**Exercise requirements:**
Starting at the top of the data and ending with the line that holds "hope you had", transcribe each line exactly; include both ends.

(Stored items from a collection)
=== Begin Enclosure ===

PR #366, opened 2017-01-02
Add NativeScript support v2

SimonWoolf:
Replaces https://github.com/ably/ably-js/pull/362

@NathanaelA hope you had a good xmas! Made the atob change. Just to check -- if you haven't already, could you test on nativescript with the `useBinaryProtocol` clientOption set to `true` explicitly, since it's defaulting to `false` for nativescript?


SimonWoolf:
Merged into 0-9-spec as e1092b9. @NathanaelA if you're around, would still appreciate that useBinaryProtocol manual test, but since it's off by default, don't think I need to wait for that before merging

NathanaelA:
Sorry I had some vehicle problems the last couple days; I'll try and do this test shortly.  :grinning:

PR #376, opened 2017-02-09
TypeScript + JSPM + DefintelyTyped

mattheworiordan:
A customer got in touch as they had a problem getting Aurelia to work.  Aurelia uses JSPM (for package management) and is most often used with TypeScript.  As a result, I tried to set up a similar environment to see what issue they were having, and discovered that our ably-js lib needed a few tweaks.  I also discovered our TypeScript definition was not working at all, it was named incorrectly :(

Also see:
* https://github.com/ably/demo-typescript-jspm
* https://github.com/DefinitelyTyped/DefinitelyTyped/pull/14524

### DIFF
--- a/browser/fragments/ably-epilogue.js
+++ b/browser/fragments/ably-epilogue.js
@@ -22,11 +22,14 @@ if (typeof exports === "object" && exports) {
 			exports[obj] = window.Ably[obj];
 		}
 	}
+	/* SystemJS support for default exports to be added to the root of the module
+	   https://github.com/frankwallis/plugin-typescript/issues/185 */
+	exports.__esModule = true;
 }
 
 /* AMD support */
 if (typeof define === "function" && define.amd) {
   define("ably", [], function() {
-    return Ably;
+    return window.Ably;
   });
 }
--- a/browser/fragments/ably-epilogue.js
+++ b/browser/fragments/ably-epilogue.js
@@ -1,16 +1,32 @@
-if(typeof Realtime !== 'undefined') {
-	Ably.msgpack = msgpack;
-	Ably.Rest = Rest;
-	Ably.Realtime = Realtime;
-	Realtime.ConnectionManager = ConnectionManager;
-	Realtime.BufferUtils = Rest.BufferUtils = BufferUtils;
-	if(typeof(Crypto) !== 'undefined') Realtime.Crypto = Rest.Crypto = Crypto;
-	Realtime.Defaults = Rest.Defaults = Defaults;
-	Realtime.Http = Rest.Http = Http;
-	Realtime.Utils = Rest.Utils = Utils;
-	Realtime.Http = Rest.Http = Http;
-	Realtime.Message = Rest.Message = Message;
-	Realtime.PresenceMessage = Rest.PresenceMessage = PresenceMessage;
-	Realtime.ProtocolMessage = Rest.ProtocolMessage = ProtocolMessage;
-}
+	if(typeof Realtime !== 'undefined') {
+		Ably.msgpack = msgpack;
+		Ably.Rest = Rest;
+		Ably.Realtime = Realtime;
+		Realtime.ConnectionManager = ConnectionManager;
+		Realtime.BufferUtils = Rest.BufferUtils = BufferUtils;
+		if(typeof(Crypto) !== 'undefined') Realtime.Crypto = Rest.Crypto = Crypto;
+		Realtime.Defaults = Rest.Defaults = Defaults;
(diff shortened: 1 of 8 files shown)


browser/fragments/ably-epilogue.js
```diff
@@ -1,16 +1,35 @@
...
+	   https://github.com/frankwallis/plugin-typescript/issues/185 */
+	exports.__esModule = true;
+}
+
+/* AMD support */
+if (typeof define === "function" && define.amd) {
+  define("ably", [], function() {
+    return Ably;
+  });
+}
```
SimonWoolf: Shouldn't this all be in ably-commonjs-epilogue.js, not ably-epilogue.js? Wouldn't someone using commonjs be using ably-commonjs.js?

mattheworiordan: Well I know our approach before was to create separate versions, but is that necessary?  Why not add CommonJS support when CommonJS is being used?

mattheworiordan:
@paddybyers @SimonWoolf you happy for this to be merged then?

browser/fragments/ably-epilogue.js
SimonWoolf: > Well I know our approach before was to create separate versions, but is that necessary? Why not add CommonJS support when CommonJS is being used?

If that works, sure. I'm a bit fuzzy on how commonjs/amd/etc work, so happy to leave to your judgement.

But if we're doing that, we should probs remove the separate ably-commonjs.js (or rather, remove the separate generator and make it another version of the same file) -- we don't want to have  two different versions of ably-js which both support all module systems but do so in slightly different ways...

(don't mind if you'd rather merge this now and make an issue to sort it out later if you prefer)

mattheworiordan: > But if we're doing that, we should probs remove the separate ably-commonjs.js

True, although because we can't break backwards compatibility, the primary version always sets a global `Ably`, whereas the CommonJS one doesn't.  So I get what you're saying, but if we make `ably-commonj.sj` just use this ver then we're going to start polluting people's global namespace.

browser/fragments/ably-epilogue.js
```diff
@@ -1,16 +1,35 @@
...
+	}
+	/* SystemJS support for default exports to be added to the root of the module
+	   https://github.com/frankwallis/plugin-typescript/issues/185 */
+	exports.__esModule = true;
+}
+
+/* AMD support */
+if (typeof define === "function" && define.amd) {
+  define("ably", [], function() {
+    return Ably;
```
SimonWoolf: Not sure `Ably` is defined at this point? Isn't it scoped to the IIFE that was closed on line 16?

browser/fragments/ably-epilogue.js
```diff
@@ -1,16 +1,35 @@
...
+		Realtime.Utils = Rest.Utils = Utils;
+		Realtime.Http = Rest.Http = Http;
+		Realtime.Message = Rest.Message = Message;
+		Realtime.PresenceMessage = Rest.PresenceMessage = PresenceMessage;
+		Realtime.ProtocolMessage = Rest.ProtocolMessage = ProtocolMessage;
+	}
 }).call({});
+
+/* CommonJS support */
+if (typeof exports === "object" && exports) {
```
SimonWoolf: Not sure ` && exports` does anything, afaik objects are always truthy in JS?

browser/fragments/ably-epilogue.js
SimonWoolf: :+1: OK, fair enough.

Sorry, couple more questions though, see other comments

browser/fragments/ably-epilogue.js
mattheworiordan: Yes, that should be `window.Ably`, thanks

browser/fragments/ably-epilogue.js
mattheworiordan: Sorry, but you're wrong here.
`typeof(null) == "object" => true`

browser/fragments/ably-epilogue.js
mattheworiordan: Ok, fixed in a06b463

mattheworiordan:
Happy to merge now?

browser/fragments/ably-epilogue.js
SimonWoolf: ...Wow. [Right you are](https://tc39.github.io/ecma262/#sec-typeof-operator). I did not know that. That an... _interesting_ design choice.

SimonWoolf:
yep

PR #377, opened 2017-02-20
Simple logic to allow requesting and viewing channel attach flags

SimonWoolf:
So with debug log level, the attached message now looks like e.g. `[ProtocolMessage; action=ATTACHED; channel=channel; channelSerial=whatever; flags=RESUMED,SUBSCRIBE,PUBLISH,PRESENCE_SUBSCRIBE]` for ease of debugging


SimonWoolf:
Merged in 1cfe662

PR #387, opened 2017-03-13
Undocumented feature: support transient channels

SimonWoolf:
See https://support.ably.io/helpdesk/tickets/1657 . Customer using ably-js serverside to publish to lots of different channels, never needs to subscribe, and needs lower latency than REST publishes give. Transient publishes seem like the appropriate solution, and now it's supported by realtime, seems a shame not to support it in ably-js, albeit undocumented for now (will need to explain to the customer that the api may change once we introduce it officially in 1.1/2.0).

API design: adds a `transient` channelOption, i.e.
`realtime.channels.get(channelName, {transient: true});`


SimonWoolf:
Replaced with https://github.com/ably/ably-js/pull/430

Issue #388, opened 2017-03-16
Keep track of last-known activity time, use it to discard connection state


SimonWoolf:
to avoid issues where computer goes to sleep or something and ends up 2 hours later trying to resume without the connection state having transitioned to `suspended`. See https://github.com/ably/realtime/issues/940#issuecomment-286985784

(NB can address https://github.com/ably/ably-js/issues/358 at the same time, find a way to use one mechanism for this and for transport idle timeout for efficiency)

mattheworiordan:
Sounds good, but expect this is a broader docs / spec issue and not just a JS issue as devices have similar problem no?

SimonWoolf:
:+1: https://github.com/ably/docs/issues/287

Issue #358, opened 2016-12-08
Revisit resetIdleTimeout() handling


paddybyers:
Currently this, which unsets and sets a timer, is called on receipt of every protocol message. This is needlessly expensive.

A much more lightweight approach would be to set the timer once, and remember the time of the last received message on each message. When the timer expires, the actual idle time can be calculated knowing the present time and the time of the last message. If this interval is less than the specified idle time, then start a new timer with the balance of the idle time.

This way if there is a continuous stream of messages we would be setting a timer once every 15s, say, instead of hundreds of times a second.

PR #389, opened 2017-03-20
Various connection state and idle timeout handling changes

SimonWoolf:
- Send the platform in the lib version string
- Remember lastActivity; use that for idle transport timeout (fixes https://github.com/ably/ably-js/issues/358)
- Don’t resume if last known activity was > connectionStateTtl ago (fixes https://github.com/ably/ably-js/issues/388)
- Use connectionStateTtl from connectionDetails

### DIFF
--- a/common/lib/transport/connectionmanager.js
+++ b/common/lib/transport/connectionmanager.js
@@ -102,6 +102,7 @@ var ConnectionManager = (function() {
 		this.connectionId = undefined;
 		this.connectionKey = undefined;
 		this.connectionSerial = undefined;
+		this.connectionStateTtl = timeouts.connectionStateTtl;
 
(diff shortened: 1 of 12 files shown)


common/lib/transport/connectionmanager.js
```diff
@@ -680,6 +682,14 @@ var ConnectionManager = (function() {
 		this.unpersistConnection();
 	};
 
+	ConnectionManager.prototype.checkConnectionStateFreshness = function() {
+		var sinceLast = Utils.now() - this.lastActivity;
+		if(sinceLast > this.connectionStateTtl) {
```
mattheworiordan: Shouldn't this be `connectionStateTtl + maxIdleInterval` though as there is a small window in which the no update may have been received by the client but the connection is still active?

paddybyers:
LGTM

PR #390, opened 2017-03-21
Remove unreachable GET /requesttoken branch

SimonWoolf:
There's no situation where Http.get is defined but Http.post isn't. (If using JSONP, Http.post still exists, it just happens to use a GET behind the scenes; the Http.Request interface abstracts it away)

cf https://github.com/ably/realtime/pull/957


paddybyers:
lgtm

PR #392, opened 2017-03-29
XHR Content TypeFixes, NativeScript Changes/Testing fixes

NathanaelA:
Here is the set of changes that fixes some actual NativeScript issues inside Ably, and changes that allows the nodeunit testing framework to work inside NativeScript.

### DIFF
--- a/browser/lib/transport/xhrrequest.js
+++ b/browser/lib/transport/xhrrequest.js
@@ -115,7 +115,7 @@ var XHRRequest = (function() {
 
 		if(body) {
 			var contentType = headers['content-type'] || (headers['content-type'] = 'application/json');
-			if(contentType == 'application/json' && typeof(body) != 'string')
+			if(contentType.indexOf('application/json') > -1 && typeof(body) != 'string')
 				body = JSON.stringify(body);
 		}
 
@@ -172,7 +172,7 @@ var XHRRequest = (function() {
 				var contentType = getHeader(xhr, 'content-type'),
 					headers,
 					server,
-					json = contentType ? (contentType == 'application/json') : (xhr.responseType == 'text');
+					json = contentType ? (contentType.indexOf('application/json') >= 0) : (xhr.responseType == 'text');
 
 				responseBody = json ? xhr.responseText : xhr.response;
 
--- a/spec/common/modules/testapp_manager.js
+++ b/spec/common/modules/testapp_manager.js
@@ -1,15 +1,18 @@
 "use strict";
+/* global define, isNativescript, fetch */
 
 /* testapp module is responsible for setting up and tearing down apps in the test environment */
 define(['globals', 'browser-base64', 'ably'], function(ablyGlobals, base64, ably) {
 	var restHost = ablyGlobals.restHost || prefixDomainWithEnvironment('rest.ably.io', ablyGlobals.environment),
 			tlsPort  = ablyGlobals.tlsPort;
 
+
 	var isBrowser = (typeof(window) === 'object'),
 			httpReq   = httpReqFunction(),
-			toBase64  = base64Function(),
-			loadJsonData = isBrowser ? loadJsonDataBrowser : loadJsonDataNode,
-			testResourcesPath = (isBrowser && window.__karma__ && window.__karma__.start ? 'base/' : '') + 'spec/common/ably-common/test-resources/';
+			toBase64  =  base64Function(),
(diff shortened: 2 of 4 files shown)


browser/lib/transport/xhrrequest.js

=== End Enclosure ===

**Task result:**
PR #366, opened 2017-01-02
Add NativeScript support v2

SimonWoolf:
Replaces https://github.com/ably/ably-js/pull/362

@NathanaelA hope you had a good xmas! Made the atob change. Just to check -- if you haven't already, could you test on nativescript with the `useBinaryProtocol` clientOption set to `true` explicitly, since it's defaulting to `false` for nativescript?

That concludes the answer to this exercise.